── DATA SUPPLIED ──

Issue #4135, opened 2024-08-08
Heatmap keeps crashing with live data feed 


MahmoudArabied:
**Issue:** 
I implemented the heatmap to have live data feed every 100msec. It works as expected, but after a while “usually >10minutes” it crashes. 

The exception is as follows:
“An unhandled exception of type 'System.AccessViolationException' occurred in SkiaSharp.dll
Attempted to read or write protected memory. This is often an indication that other memory is corrupt.
It is related to this file SkiaSharp\SKCanvas.cs.” 

I debugged the calling stack, I found out that the exception is triggered on calling the “Render” function of Heatmap.cs. After I reviewed the source code of Heatmap.cs, I concluded that “Heatmap.cs” it is not a thread safe. This means if the Bitmap is being updated and called within very short time, it might lead to a data corruption.

I modified the Heatmap.cs source code by introducing a thread lock object. Therefore, accessing the Bitmap object is a thread safe operation. Once I applied these changes, the issue of crashing is fully resolved.

**ScottPlot Version:** 
[ScottPlot.WPF 5.0.37]
(https://www.nuget.org/packages/ScottPlot.WPF/5.0.37)

zhengqiwen1997:
Hello MahmoudArabied,

I am also using heatmap in project, but I am using version 4.1.71, could you please create a PR to fix the issue and let me know it? Thanks very much!

MahmoudArabied:
Hi @zhengqiwen1997 I pulled the changes of Heatmap.cs. and created a PR including the fix.
Have a nice day!

swharden:
Hi @MahmoudArabied and @zhengqiwen1997, thanks for the conversation here and over at #4140!

I recognize that many plot types containing "live data" may exhibit unexpected behavior (or throw an exception) if the underlying data is changed _while_ a render is in progress. This can happen with scatter plots, signal plots, heatmaps, etc. 

The recommended way to update data in async environments is to apply a "render lock" to prevent a new render from starting until you're done modifying the data. For example:

### ScottPlot5
```cs
formsPlot1.Plot.RenderManager.PreRenderLock += (s, e) =>
{
    // perform your dangerous operation here
};
```

### ScottPlot4
```cs
formsPlot1.Plot.RenderLock();
// perform your dangerous operation here
formsPlot1.Plot.RenderUnlock();
```

swharden:
[...]

PR #4140, opened 2024-08-10
#4135 Heatmap keeps crashing with live data feed

MahmoudArabied:
Added thread locker to ensure a thread-safe operation of accessing bitmap object

### DIFF
--- a/src/ScottPlot5/ScottPlot5/Plottables/Heatmap.cs
+++ b/src/ScottPlot5/ScottPlot5/Plottables/Heatmap.cs
@@ -11,6 +11,13 @@ public class Heatmap(double[,] intensities) : IPlottable, IHasColorAxis
     public bool IsVisible { get; set; } = true;
     public IAxes Axes { get; set; } = new Axes();
     private IColormap _colormap { get; set; } = new Colormaps.Viridis();
+
+    /// <summary>
+    /// A thread locaker for memory sensitive data access - thread safe
+    /// It ensures that one thread does not enter a critical section of code while another thread is in the critical section.
+    /// </summary>
+    private readonly object m_threadLock = new();
+
     public IColormap Colormap
     {
         get { return _colormap; }
@@ -314,8 +321,14 @@ public class Heatmap(double[,] intensities) : IPlottable, IHasColorAxis
     {
         DataRange = Range.GetRange(Intensities);
         uint[] argbs = GetArgbValues();
-        Bitmap?.Dispose();
-        Bitmap = Drawing.BitmapFromArgbs(argbs, Width, Height);
+
+        //Bitmap?.Dispose();
+
+        // Ensures Bitmap is accessed only by one thread at time, other threads have to wait till it is released 
+        lock (m_threadLock)
+        {
+            Bitmap = Drawing.BitmapFromArgbs(argbs, Width, Height);
+        }
     }
 
     public AxisLimits GetAxisLimits()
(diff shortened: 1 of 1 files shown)


bforlgreen:
It is the responsibly of the calling code (i.e your code) to manage threading.

More info here
https://scottplot.net/faq/async/

MahmoudArabied:
@bforlgreen Thank you for your feedback. It is understandable that I've to be manage threading in my code. I'm sorry I couldn't share any kind of source code sample from my side.  I described the issue within this ticket https://github.com/ScottPlot/ScottPlot/issues/4135

Dealing with bitmap objects within protect memory is very critical. In my case, my source code generates the heatmap every 100msec, this might lead to memory corrupted issue if the object is updated, deleted or being accessed from another thread/class even if the access within the same thread! However, I don't know what exactly occur in SkiaSharp.dll.

In the example you shared under this page
https://scottplot.net/faq/async/

In my opinion it is a risky operation to include a waiting while loop without timeout! What will happen if there is an internal error within "IsRendering", dealing with UI, this could lead to an unresponsive UI or even in worse case a crash.

What I shared in my 'Pull Request' is to include a thread lock, this is very safe in C# as the thread pool will manage the thread access and release it once the operation is completed. It does not have any performance issue. Using this approach, I couldn't reproduce the issue of  'System.AccessViolationException'  anymore.

bforlgreen:
@MahmoudArabied these are just some of my thoughts, Scott might disagree, I am not sure what his intentions for threading are. So he might have other thoughts.

The problem is that you have a added a lock that only works in your specific scenario and for only one plot type. There are many other cases just in that one `HeatMap` class where it could still break. Aside from the inconsistency with other plots, its now not clear (or documented) which parts are actually thread-safe.

The other problem is that locking does incur a performance penalty. So if you were to add it to all the necessary places in all plot types, it would most certainly have some impact on performance, probably only very small, but it would be there. It also makes development much harder, as now you need to consider all the potential places state could be updated from another thread. So maintenance is more involved.

It's simply much easier for users of the library to stop rendering, perform their update, and then continue rendering. I am not sure why you mention you would need a timeout. You'll only be waiting for the the last render to complete. As for blocking the UI, this is no different to your lock in the render.

The PreRenderLock might be a more suitable place for you also. Which is even easier to use.

The benefits of both these options is that you're only *optionally* locking once per frame. Not in a million places all over the code base. So it's the best of both worlds really.

Again, just my opinion.

swharden:
Hi @MahmoudArabied and @bforlgreen, thanks for this PR and useful discussion! 

While there's nothing wrong with the implementation put forth in this PR, it is true that "modifying data while rendering" can be a problem that affects many plot types, but this fix only adds a solution for heatmaps.

Based on this PR and discussion I clarified the recommended strategy for updating data in a way that won't cause unexpected behavior when rendering https://github.com/ScottPlot/ScottPlot/issues/4135#issuecomment-2309004190

If the strategy there isn't sufficient to meet your needs, let me know and we can take a closer look and figure out a better solution! 

Thanks again for both of your input along the way 👍

swharden:
Recognizing ScottPlot 4's API seems to be much simpler than ScottPlot 5, I created an issue #4174 aimed at making the recommended locking strategy more discoverable. I welcome suggestions!

MahmoudArabied:
@swharden @bforlgreen I really appreciate your input on this issue. Engaging in meaningful discussions can help clarify the ideas behind multithreading and locking. I find the way you introduced thread locking is clear and easy to implement. I will follow the issue in https://github.com/ScottPlot/ScottPlot/issues/4174.

Issue #4165, opened 2024-08-19
Color.New() overload for accepting hex string


swharden:
Color.FromHex() works but is less discoverable

swharden:
resolved in #4170

PR #4170, opened 2024-08-21
Color: add overload to accept hex string

aespitia:
Small update to add an new Color overload described in this ticket

https://github.com/ScottPlot/ScottPlot/issues/4165

sample usage:

var clr = new ScottPlot.Color("#FF0000");


aespitia:
> @aespitia IMHO, this is not the best way to create this constructor. Create a first instance of the class to copy it to create the class itself is not very clean for me.
> 
> Perhaps you could made a small change to this PR:
> 
>     * split static method `Color.FromHex()` into 2 parts:
>       
>       * create a private static method `Hex2Uint` to convert hex string into an unsigned int value
>       * create a `Color` constructor from unsigned int `Color (uint value)`
> 
>     * call this constructor from hex string constructor `public Color(string hex):this(Hex2Uint(hex)) {}`
> 
>     * also use this constructor in static method `Color.FromHex()` ==> `public static Color FromHex(string hex) => new Color(hex);`
> 
> 
> my 2 cts.

i like it, can make updates

aespitia:
@KroMignon updated PR with your suggestions, lmk if you had other thoughts.

src/ScottPlot5/ScottPlot5/Primitives/Color.cs
```diff
@@ -116,32 +126,38 @@ public static Color FromARGB(int argb)
...
-        byte alpha = (byte)(argb >> 24);
-        byte red = (byte)(argb >> 16);
-        byte green = (byte)(argb >> 8);
-        byte blue = (byte)(argb >> 0);
-        return new Color(red, green, blue, alpha);
+        return new Color(argb);
     }
 
-    public static Color FromHex(string hex)
+    public static Color FromHex(string hex) => new(hex);
```
kebox7, line 132: Maybe it's better to make this method private?

src/ScottPlot5/ScottPlot5/Primitives/Color.cs
```diff
@@ -116,32 +126,38 @@ public static Color FromARGB(int argb)
...
+
+    //Returns ARGB value from hex string
+    public static uint Hex2Argb(string hex)
```
kebox7, line 135: Maybe it's better to make this method private?

aespitia: oh ya he did mention private in the original post, can make the update.

kebox7: LGTM!

swharden:
This looks great! Thanks @aespitia @KroMignon and @kebox7 - I look forward to using this myself after the next release! 🚀

PR #4203, opened 2024-09-01
Make IPlotMenu in IPlotControl nullable

kebox7:
In some cases, it may be necessary to create your own control inherited from `IPlotControl`.  There is no need to use the context menu in this control. Unfortunately, the `Menu` property of `IPlotControl` always implies the presence of an instance of an object of the `IPlotMenu` type.  You have to create a stub, for example

```csharp
private sealed class PlotMenu : IPlotMenu {
    public void Reset()
    {
    }

    public void Clear()
    {
    }

    public void AddSeparator()
    {
    }

    public void Add(string Label, Action<IPlotControl> action)
    {
    }

    public void ShowContextMenu(Pixel pixel)
    {
    }
}
```

This PR modifies the `IPlotControl` interface and makes its `Menu` property nullable. Which in turn expands the possibilities of customization.

```diff
-IPlotMenu Menu { get; set; }
+IPlotMenu? Menu { get; set; }
```


swharden:
Thanks for this PR @kebox7! I agree with your assessment and am happy to merge this in so it makes it into the next release.

It looks like your last commit was less than an hour ago, so I want to double-check with you to make sure this is ready before I merge it 👍

PR #4217, opened 2024-09-04
Generate: Use `Random.Shared` if possible

LeaFrock:
Just as the title tells.


swharden:
Thanks @LeaFrock! This will be in the next release.

I'll modify this PR before merging to add the original function back to the "else" case if users aren't running .NET 5 or newer...

swharden:
@KroMignon I see you last worked on the random seed strategy a while back in #3022 so I wanted to ping you here just to make sure this is consistent with what you'd expect to see. I'm pretty sure this looks good, but would appreciate one more set of eyes!

Thanks,
Scott

KroMignon:
Looks also good to me, actually the old code simply mimic the way `Random.Shared` works.

PR #812, opened 2024-11-19
update finch-tensor-python to fix tests

willow-ahrens:
This should fix https://github.com/finch-tensor/Finch.jl/issues/644


willow-ahrens:
@hameerabbasi it looks like this fixes the CI regression for Finch. The failure is an unrelated issue that the MLIR backend is wrong on Ubuntu.

hameerabbasi (approved):

hameerabbasi:
Thanks for the quick fix, @willow-ahrens!

PR #814, opened 2024-11-25
MAINT: Re-enable COO tests after fix

mtsokol:
Hi @hameerabbasi,

As described in https://github.com/llvm/llvm-project/issues/116012#issuecomment-2497561848 this PR re-enables COO tests and makes (temporarily) COO instantiation copy-full.

Addition ops with COO still fail though.


hameerabbasi (approved):
Thanks for the deep dive here, @mtsokol

hameerabbasi:
Thanks for the deep dive here, @mtsokol!

hameerabbasi:
Seems like this doesn't fix `test_add` and `test_add_dense_sparse`, I just tried removing the `xfail`s and it crapped out.

PR #819, opened 2024-11-28
Introduce format factories

hameerabbasi:

- [x] 💾 Refactor
- [x] 🪄 Feature
- [x] 🐞 Bug Fix
- [ ] 🔧 Optimization
- [ ] 📚 Documentation
- [x] 🧪 Test
- [ ] 🛠️ Other

## Checklist

- [x] Tests added
- [ ] Documented the changes

***

Introduces format factories to simplify the building of formats without having to fudge with levels.

### DIFF
--- a/sparse/mlir_backend/formats.py
+++ b/sparse/mlir_backend/formats.py
@@ -23,7 +23,7 @@ from ._dtypes import DType, asdtype
 
 _CAMEL_TO_SNAKE = [re.compile("(.)([A-Z][a-z]+)"), re.compile("([a-z0-9])([A-Z])")]
 
-__all__ = ["LevelProperties", "LevelFormat", "StorageFormat", "Level", "get_storage_format"]
+__all__ = ["LevelProperties", "LevelFormat", "ConcreteFormat", "Level", "get_concrete_format"]
 
 
 def _camel_to_snake(name: str) -> str:
@@ -61,7 +61,7 @@ class Level:
 
 
 @dataclasses.dataclass(eq=True, frozen=True, kw_only=True)
-class StorageFormat:
+class ConcreteFormat:
     levels: tuple[Level, ...]
     order: tuple[int, ...]
     pos_width: int
@@ -151,7 +151,7 @@ class StorageFormat:
                     _hold_ref(arr, self)
                 return arrays
 
-            def get_storage_format(self) -> StorageFormat:
+            def get_storage_format(self) -> ConcreteFormat:
                 return storage_format
 
             @classmethod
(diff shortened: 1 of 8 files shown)


hameerabbasi:
Welp, turns out the `sparse_vector` complex issue is consistent after this PR.

And the Array API tests fail because of some change in Hypothesis randomness, I assume. I'll create a separate PR with a fix for that bug.

sparse/mlir_backend/tests/test_simple.py
```diff
@@ -503,6 +450,8 @@ def test_reshape_dense(dtype):
 @pytest.mark.parametrize("src_fmt", ["csr", "csc", "coo"])
 @pytest.mark.parametrize("dst_fmt", ["csr", "csc", "coo"])
 def test_asformat(rng, src_fmt, dst_fmt):
+    if "coo" in {src_fmt, dst_fmt}:
+        pytest.xfail(reason="https://github.com/llvm/llvm-project/issues/116012")
```
hameerabbasi, line 454: This started failing again despite the copy.

mtsokol:
Thanks for the PR! I will review it once CI is green (let's skip what we need to skip for now).

hameerabbasi:
I plan to merge-commit this one since it has a few things mixed in; so I rewrote the history to be cleaner.

sparse/mlir_backend/tests/test_simple.py
```diff
@@ -323,13 +300,9 @@ def test_coo_3d_format(dtype):
...
-    format = sparse.levels.get_storage_format(
-        levels=(sparse.levels.Level(sparse.levels.LevelFormat.Compressed),),
-        order="C",
-        pos_width=64,
-        crd_width=64,
-        dtype=sparse.asdtype(dtype),
-    )
+    if sparse.asdtype(dtype) in {sparse.complex64, sparse.complex128}:
+        pytest.xfail("Heisenbug")
+    format = sparse.formats.Coo().with_ndim(1).with_dtype(dtype).build()
```
mtsokol, line 305: It's confusing for me that SparseVector format is being constructed from `Coo` to be honest. As an end-user I would go for a `Csf().with_ndim(1)` but this one is dense, right?

How about disallowing `Csf` and `Coo` with 1-dimension? And have `Dense` (arbitrary dimensionality) and separate `SparseVector` (only 1-dimension)?

sparse/mlir_backend/tests/test_simple.py
```diff
@@ -323,13 +300,9 @@ def test_coo_3d_format(dtype):
...
 def test_sparse_vector_format(dtype):
-    format = sparse.levels.get_storage_format(
-        levels=(sparse.levels.Level(sparse.levels.LevelFormat.Compressed),),
-        order="C",
-        pos_width=64,
-        crd_width=64,
-        dtype=sparse.asdtype(dtype),
-    )
+    if sparse.asdtype(dtype) in {sparse.complex64, sparse.complex128}:
+        pytest.xfail("Heisenbug")
```
mtsokol, line 304: Let's give a one sentence description why we skip it (because in assertion first elements have incorrect values on python 3.10 IIRC). We can also `xfail` with `if` for the Python version where it fails.

sparse/mlir_backend/formats.py
```diff
@@ -61,7 +61,7 @@ def build(self):
 
 
 @dataclasses.dataclass(eq=True, frozen=True, kw_only=True)
-class StorageFormat:
+class ConcreteFormat:
```
mtsokol, line 64: `ConcreteFormat` suggests that there's  `AbstractFormat` somewhere. Didn't `StorageFormat` fit here? Why is our format concrete now?

mtsokol (changes requested):
A few comments and it can be merged from my side!

sparse/mlir_backend/tests/test_simple.py
hameerabbasi: Well, `Coo` is actually 1 compressed + n singleton and `Csf` is 1 dense + n compressed.

So by that logic -- `Csf().with_ndim(1)` would be dense, while `Coo().with_ndim(1)` is actually what we want. So this statement is actually quite consistent. Would you be happy with documenting this behaviour?

sparse/mlir_backend/tests/test_simple.py
hameerabbasi: This is actually quite random on the Python version, but deterministic on previous code paths + data somehow. I don't fully know the reason. I'll add a description.

sparse/mlir_backend/formats.py
hameerabbasi: A format factory is what most users would think of as a format (just specify the format, ndim and dtype, and be ready to go), whereas `StorageFormat` is more concrete: It includes pos_width and crd_width as well as very precise levels and order. Additionally, it is what one would allocate as an output.

mtsokol (approved):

───

# DIRECTIONS FOR THIS TASK
Copy out the range of lines above starting at the line with "- [ ] Documented the changes" and ending at the line with "-61,7 +61,7 @@ class", exactly and including both.

# TASK OUTPUT
- [ ] Documented the changes

***

Introduces format factories to simplify the building of formats without having to fudge with levels.

### DIFF
--- a/sparse/mlir_backend/formats.py
+++ b/sparse/mlir_backend/formats.py
@@ -23,7 +23,7 @@ from ._dtypes import DType, asdtype
 
 _CAMEL_TO_SNAKE = [re.compile("(.)([A-Z][a-z]+)"), re.compile("([a-z0-9])([A-Z])")]
 
-__all__ = ["LevelProperties", "LevelFormat", "StorageFormat", "Level", "get_storage_format"]
+__all__ = ["LevelProperties", "LevelFormat", "ConcreteFormat", "Level", "get_concrete_format"]
 
 
 def _camel_to_snake(name: str) -> str:
@@ -61,7 +61,7 @@ class Level:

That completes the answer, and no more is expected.